Today we've been talking about social-media policies in the workplace. (See "The twitterable Twitter policy updated" over at my new site, jayshep.) In my recent book, Firing at Will: A Manager's Guide, I covered the legal problems that can crop up when you set out a Facebook policy. Here it is, from Chapter 3, "Risky Business":
Don’t Hit the “Like” Button
Private, nonunionized employers usually don’t need to worry about the National Labor Relations Act or the federal agency that enforces it, the National Labor Relations Board. The NLRB’s purview primarily extends to disputes between employers and unions. But one of the times when the NLRB sticks its nose into the private, nonunion workplace is when an employer creates rules that prevent employees from talking with each other about their working conditions.
Section 7 of the Act gives all workers the right to engage in “concerted activities,” a term that sounds ominous to employers and management. It’s a broad term that usually refers to employees’ getting together to form a union or engage in labor-related activities.
But it can also be used to describe workers’ informally complaining about bosses or pay or other goings-on at work. Employees have a right to do that, and employers—even those in nonunionized workplaces—can’t create policies restricting that right.
This has come up a lot recently with Facebook-related incidents. The scenario is increasingly common: an employee gets into some kind of beef with her supervisor, then logs onto the social-networking site and complains about her boss. The company then fires her. Problem? According to the NLRB, it may well be.
In a nonunion environment, an employer can fire an at-will employee for any reason, including an angry Facebook rant. (And before you start squawking about the First Amendment and freedom of speech, remember this: there’s no such thing as the First Amendment in a private employment context. You need a state actor—a person acting on behalf of the government—to have First Amendment concerns.) But Section 7’s concerted-activity clause creates a type of free-speech protection. And this is where Facebook comes in.

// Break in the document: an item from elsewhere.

PR #593, opened 2024-03-18
[EMBR-3054] Generate LogEnvelope from LogOrchestrator

lucaslabari:
## Goal

- Logs were passed to the `DeliveryService`, but the envelope was not being generated through the `EnvelopeSource` in order to include metadata, resources, etc.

In the rash of recent Facebook cases the NLRB has brought against employers, the workplace was either unionized or the employer created a policy that restricted workers’ concerted-activity rights (or both). Well-meaning employers created policies that prohibit employees from saying mean things about coworkers or supervisors on Facebook or Twitter or some other social-media site. By doing this, the nonunionized employer gave the NLRB a hook to go after it, because a policy like that can be seen as squelching concerted activities among the workers. (One employee bitching about his boss is a terminable offense, but two employees complaining together can be protected concerted activity. Makes sense, right?)
So far, most of these NLRB Facebook cases have ended up with the employers settling to avoid costly and distracting litigation. And in my opinion, the NLRB has been overreaching and outstepping its proper authority. But the main takeaway is that you’d better be careful about creating workplace policies that prevent employees from discussing work. Idle gossip may be a negative influence at the workplace, but trying to legislate it away with policies may get you into hot water.